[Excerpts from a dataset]
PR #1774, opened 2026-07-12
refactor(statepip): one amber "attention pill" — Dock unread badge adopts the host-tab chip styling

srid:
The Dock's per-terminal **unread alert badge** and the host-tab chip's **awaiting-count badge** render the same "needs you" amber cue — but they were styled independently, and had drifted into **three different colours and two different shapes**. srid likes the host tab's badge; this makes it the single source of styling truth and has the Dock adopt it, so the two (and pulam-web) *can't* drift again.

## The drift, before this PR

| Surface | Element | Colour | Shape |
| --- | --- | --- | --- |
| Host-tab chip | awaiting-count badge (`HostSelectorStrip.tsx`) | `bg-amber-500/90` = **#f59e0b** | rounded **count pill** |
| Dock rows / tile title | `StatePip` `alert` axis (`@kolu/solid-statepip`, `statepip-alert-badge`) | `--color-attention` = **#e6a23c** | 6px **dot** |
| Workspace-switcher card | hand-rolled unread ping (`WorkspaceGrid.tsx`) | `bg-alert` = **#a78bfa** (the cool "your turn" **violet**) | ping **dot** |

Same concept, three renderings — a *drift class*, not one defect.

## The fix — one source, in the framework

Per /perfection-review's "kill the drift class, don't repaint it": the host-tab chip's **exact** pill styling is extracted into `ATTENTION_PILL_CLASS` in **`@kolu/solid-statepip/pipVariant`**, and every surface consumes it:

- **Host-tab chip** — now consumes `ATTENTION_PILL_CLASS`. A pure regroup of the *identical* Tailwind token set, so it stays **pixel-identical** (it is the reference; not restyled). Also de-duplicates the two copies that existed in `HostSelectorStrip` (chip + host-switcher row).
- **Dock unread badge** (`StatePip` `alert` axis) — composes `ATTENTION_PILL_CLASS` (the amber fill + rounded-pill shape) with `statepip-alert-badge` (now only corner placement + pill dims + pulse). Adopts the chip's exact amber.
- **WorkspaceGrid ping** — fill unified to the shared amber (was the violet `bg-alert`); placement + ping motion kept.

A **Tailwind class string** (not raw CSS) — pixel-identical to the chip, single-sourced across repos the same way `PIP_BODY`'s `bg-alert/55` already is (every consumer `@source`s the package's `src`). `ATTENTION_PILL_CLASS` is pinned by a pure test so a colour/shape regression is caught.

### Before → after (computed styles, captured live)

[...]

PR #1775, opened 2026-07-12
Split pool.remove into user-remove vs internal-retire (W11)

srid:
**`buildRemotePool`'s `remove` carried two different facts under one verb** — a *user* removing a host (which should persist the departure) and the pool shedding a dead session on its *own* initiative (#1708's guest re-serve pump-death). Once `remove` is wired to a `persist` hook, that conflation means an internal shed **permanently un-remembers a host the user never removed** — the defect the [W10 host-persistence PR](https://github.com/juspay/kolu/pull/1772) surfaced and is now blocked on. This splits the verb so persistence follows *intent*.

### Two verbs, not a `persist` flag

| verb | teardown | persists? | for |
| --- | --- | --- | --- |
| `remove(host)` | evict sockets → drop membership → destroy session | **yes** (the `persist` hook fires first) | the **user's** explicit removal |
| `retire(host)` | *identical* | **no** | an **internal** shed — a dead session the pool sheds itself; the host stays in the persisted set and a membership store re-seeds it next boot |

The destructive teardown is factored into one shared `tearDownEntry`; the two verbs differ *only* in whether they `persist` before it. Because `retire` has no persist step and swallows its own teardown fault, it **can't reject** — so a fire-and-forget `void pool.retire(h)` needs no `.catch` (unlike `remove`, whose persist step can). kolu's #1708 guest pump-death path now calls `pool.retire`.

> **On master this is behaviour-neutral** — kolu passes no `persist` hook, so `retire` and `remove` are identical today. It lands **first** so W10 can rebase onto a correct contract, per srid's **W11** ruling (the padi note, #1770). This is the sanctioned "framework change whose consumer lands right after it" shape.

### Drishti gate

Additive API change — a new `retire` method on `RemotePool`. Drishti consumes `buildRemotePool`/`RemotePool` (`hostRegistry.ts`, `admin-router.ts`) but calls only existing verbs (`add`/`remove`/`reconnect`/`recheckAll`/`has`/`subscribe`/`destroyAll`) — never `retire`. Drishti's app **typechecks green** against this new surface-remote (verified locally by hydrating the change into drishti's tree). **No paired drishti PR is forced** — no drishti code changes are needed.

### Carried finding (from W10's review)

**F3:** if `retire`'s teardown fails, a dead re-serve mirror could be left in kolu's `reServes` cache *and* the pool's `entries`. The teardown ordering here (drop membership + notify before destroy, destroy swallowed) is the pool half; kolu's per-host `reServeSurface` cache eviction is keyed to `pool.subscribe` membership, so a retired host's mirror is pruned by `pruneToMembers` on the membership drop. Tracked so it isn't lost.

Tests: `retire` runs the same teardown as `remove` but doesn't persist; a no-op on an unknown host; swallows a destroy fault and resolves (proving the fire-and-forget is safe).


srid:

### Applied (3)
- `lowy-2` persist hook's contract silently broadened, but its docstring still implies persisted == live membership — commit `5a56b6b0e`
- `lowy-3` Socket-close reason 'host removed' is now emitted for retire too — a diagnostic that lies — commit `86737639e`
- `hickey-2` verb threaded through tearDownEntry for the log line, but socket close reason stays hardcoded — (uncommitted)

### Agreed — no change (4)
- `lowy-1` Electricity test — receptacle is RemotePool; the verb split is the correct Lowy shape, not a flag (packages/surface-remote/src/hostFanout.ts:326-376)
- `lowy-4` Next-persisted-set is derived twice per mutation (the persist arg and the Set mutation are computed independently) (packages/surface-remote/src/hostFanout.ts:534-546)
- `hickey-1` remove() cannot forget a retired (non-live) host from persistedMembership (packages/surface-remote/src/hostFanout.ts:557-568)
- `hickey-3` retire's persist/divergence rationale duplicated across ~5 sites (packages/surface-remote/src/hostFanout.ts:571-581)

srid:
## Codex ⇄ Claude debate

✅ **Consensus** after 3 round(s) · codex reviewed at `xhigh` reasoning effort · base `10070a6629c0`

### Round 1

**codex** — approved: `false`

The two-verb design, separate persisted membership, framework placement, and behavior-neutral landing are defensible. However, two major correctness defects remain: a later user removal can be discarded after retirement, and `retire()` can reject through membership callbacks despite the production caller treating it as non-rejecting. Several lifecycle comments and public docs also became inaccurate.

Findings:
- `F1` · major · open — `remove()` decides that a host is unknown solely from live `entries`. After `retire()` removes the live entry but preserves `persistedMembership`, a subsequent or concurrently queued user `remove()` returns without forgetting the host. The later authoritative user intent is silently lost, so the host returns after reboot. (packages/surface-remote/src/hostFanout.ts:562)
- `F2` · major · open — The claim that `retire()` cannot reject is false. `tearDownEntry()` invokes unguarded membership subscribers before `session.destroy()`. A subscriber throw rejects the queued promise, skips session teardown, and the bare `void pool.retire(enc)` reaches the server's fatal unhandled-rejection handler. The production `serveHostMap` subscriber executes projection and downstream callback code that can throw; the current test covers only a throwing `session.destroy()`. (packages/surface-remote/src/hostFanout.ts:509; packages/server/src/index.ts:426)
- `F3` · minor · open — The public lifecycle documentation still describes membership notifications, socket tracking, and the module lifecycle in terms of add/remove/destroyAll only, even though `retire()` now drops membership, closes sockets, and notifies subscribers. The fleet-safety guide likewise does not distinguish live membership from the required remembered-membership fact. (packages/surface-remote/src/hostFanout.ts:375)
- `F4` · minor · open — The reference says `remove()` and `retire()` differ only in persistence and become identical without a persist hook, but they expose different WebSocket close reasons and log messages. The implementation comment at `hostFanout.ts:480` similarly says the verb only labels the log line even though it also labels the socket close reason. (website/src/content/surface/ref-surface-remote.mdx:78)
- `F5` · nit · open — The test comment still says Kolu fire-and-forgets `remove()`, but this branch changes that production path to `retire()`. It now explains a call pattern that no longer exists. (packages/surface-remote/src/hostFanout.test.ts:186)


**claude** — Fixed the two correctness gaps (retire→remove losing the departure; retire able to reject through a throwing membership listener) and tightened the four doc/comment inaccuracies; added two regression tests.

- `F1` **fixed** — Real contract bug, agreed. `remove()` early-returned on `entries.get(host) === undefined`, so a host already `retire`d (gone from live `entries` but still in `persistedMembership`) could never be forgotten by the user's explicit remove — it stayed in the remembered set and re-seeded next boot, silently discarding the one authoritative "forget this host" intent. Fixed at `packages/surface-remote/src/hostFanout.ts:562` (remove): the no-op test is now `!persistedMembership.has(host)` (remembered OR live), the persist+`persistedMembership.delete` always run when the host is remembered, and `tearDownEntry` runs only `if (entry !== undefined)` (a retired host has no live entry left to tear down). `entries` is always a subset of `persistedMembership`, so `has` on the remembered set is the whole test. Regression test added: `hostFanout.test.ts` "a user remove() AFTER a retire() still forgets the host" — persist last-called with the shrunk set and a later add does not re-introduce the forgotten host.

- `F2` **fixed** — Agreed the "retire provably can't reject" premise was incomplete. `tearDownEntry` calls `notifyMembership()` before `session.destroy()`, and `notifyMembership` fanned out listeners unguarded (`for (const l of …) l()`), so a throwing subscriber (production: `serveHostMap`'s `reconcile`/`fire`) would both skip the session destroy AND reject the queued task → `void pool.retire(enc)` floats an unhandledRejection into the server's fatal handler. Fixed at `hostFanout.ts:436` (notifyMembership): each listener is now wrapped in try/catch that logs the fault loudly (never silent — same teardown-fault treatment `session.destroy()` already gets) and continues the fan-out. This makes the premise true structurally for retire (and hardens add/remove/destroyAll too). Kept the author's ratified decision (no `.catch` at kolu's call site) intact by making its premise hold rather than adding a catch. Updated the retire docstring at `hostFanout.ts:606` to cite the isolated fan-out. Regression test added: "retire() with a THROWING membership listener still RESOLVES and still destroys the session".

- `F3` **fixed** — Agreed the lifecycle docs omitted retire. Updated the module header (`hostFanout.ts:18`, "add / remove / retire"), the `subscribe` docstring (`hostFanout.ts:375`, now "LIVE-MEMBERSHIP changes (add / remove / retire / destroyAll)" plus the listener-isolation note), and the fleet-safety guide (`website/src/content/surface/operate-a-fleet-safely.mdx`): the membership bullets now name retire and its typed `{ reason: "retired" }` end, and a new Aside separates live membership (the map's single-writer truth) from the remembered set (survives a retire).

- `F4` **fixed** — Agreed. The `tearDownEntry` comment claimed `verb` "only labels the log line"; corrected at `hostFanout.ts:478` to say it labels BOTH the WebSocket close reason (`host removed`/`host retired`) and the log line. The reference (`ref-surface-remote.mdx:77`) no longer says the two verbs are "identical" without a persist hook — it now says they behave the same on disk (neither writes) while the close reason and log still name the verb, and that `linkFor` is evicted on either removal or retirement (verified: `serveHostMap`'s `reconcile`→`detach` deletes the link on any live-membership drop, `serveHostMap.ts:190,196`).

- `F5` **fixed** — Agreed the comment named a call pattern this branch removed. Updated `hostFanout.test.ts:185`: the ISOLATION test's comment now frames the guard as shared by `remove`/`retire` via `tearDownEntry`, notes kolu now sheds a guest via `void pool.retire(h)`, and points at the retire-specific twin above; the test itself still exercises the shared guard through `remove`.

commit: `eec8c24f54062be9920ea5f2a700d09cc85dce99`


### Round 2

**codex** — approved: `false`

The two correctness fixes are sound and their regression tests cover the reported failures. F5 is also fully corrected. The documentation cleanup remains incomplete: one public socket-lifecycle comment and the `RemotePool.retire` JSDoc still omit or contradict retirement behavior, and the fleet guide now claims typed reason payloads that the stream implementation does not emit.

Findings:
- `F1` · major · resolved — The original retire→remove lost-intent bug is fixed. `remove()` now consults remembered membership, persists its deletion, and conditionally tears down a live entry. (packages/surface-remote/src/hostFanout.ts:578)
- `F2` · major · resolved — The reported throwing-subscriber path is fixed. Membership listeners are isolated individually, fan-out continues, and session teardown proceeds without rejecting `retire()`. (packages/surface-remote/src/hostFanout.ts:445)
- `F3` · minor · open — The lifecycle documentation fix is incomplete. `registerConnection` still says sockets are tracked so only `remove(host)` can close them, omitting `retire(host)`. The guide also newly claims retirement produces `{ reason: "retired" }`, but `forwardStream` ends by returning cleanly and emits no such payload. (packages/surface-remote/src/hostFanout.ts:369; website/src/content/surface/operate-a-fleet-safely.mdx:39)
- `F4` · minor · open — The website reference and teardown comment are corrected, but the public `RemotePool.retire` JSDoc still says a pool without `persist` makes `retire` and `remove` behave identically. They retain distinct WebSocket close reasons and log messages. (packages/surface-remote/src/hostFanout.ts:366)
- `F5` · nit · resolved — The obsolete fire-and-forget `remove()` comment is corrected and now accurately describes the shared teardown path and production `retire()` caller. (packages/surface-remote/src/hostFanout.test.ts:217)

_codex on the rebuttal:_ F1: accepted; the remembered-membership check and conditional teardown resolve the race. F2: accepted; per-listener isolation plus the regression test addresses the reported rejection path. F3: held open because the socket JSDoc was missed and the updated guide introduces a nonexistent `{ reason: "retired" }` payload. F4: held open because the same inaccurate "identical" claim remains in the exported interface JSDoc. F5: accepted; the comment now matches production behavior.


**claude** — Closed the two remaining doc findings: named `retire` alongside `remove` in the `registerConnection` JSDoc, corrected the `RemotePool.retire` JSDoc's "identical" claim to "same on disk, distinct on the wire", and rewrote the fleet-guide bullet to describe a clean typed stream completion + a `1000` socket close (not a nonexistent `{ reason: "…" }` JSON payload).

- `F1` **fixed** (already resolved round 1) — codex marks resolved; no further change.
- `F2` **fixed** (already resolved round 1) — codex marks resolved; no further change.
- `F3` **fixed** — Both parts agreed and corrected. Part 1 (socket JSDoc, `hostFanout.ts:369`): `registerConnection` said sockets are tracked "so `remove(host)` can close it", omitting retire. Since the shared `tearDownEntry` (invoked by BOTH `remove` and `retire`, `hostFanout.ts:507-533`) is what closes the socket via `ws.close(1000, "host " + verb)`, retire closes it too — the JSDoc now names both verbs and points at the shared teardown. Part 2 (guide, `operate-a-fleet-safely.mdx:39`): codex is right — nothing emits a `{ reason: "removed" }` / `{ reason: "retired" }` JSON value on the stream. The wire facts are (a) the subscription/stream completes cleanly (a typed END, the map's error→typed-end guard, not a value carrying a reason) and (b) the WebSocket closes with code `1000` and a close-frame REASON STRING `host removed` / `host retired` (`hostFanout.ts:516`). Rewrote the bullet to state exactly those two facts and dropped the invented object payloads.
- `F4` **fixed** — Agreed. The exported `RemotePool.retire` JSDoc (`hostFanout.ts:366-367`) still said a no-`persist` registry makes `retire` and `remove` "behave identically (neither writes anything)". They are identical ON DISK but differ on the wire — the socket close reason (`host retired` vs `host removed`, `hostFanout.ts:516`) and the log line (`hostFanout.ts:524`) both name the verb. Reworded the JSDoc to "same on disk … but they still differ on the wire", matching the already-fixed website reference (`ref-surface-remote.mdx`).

REQUIRED WORK: From the first line above through the line that contains "## The fix — one source, in the framework", quote each line exactly. Output nothing more.

RESPONSE AREA:
PR #1774, opened 2026-07-12
refactor(statepip): one amber "attention pill" — Dock unread badge adopts the host-tab chip styling

srid:
The Dock's per-terminal **unread alert badge** and the host-tab chip's **awaiting-count badge** render the same "needs you" amber cue — but they were styled independently, and had drifted into **three different colours and two different shapes**. srid likes the host tab's badge; this makes it the single source of styling truth and has the Dock adopt it, so the two (and pulam-web) *can't* drift again.

## The drift, before this PR

| Surface | Element | Colour | Shape |
| --- | --- | --- | --- |
| Host-tab chip | awaiting-count badge (`HostSelectorStrip.tsx`) | `bg-amber-500/90` = **#f59e0b** | rounded **count pill** |
| Dock rows / tile title | `StatePip` `alert` axis (`@kolu/solid-statepip`, `statepip-alert-badge`) | `--color-attention` = **#e6a23c** | 6px **dot** |
| Workspace-switcher card | hand-rolled unread ping (`WorkspaceGrid.tsx`) | `bg-alert` = **#a78bfa** (the cool "your turn" **violet**) | ping **dot** |

Same concept, three renderings — a *drift class*, not one defect.

## The fix — one source, in the framework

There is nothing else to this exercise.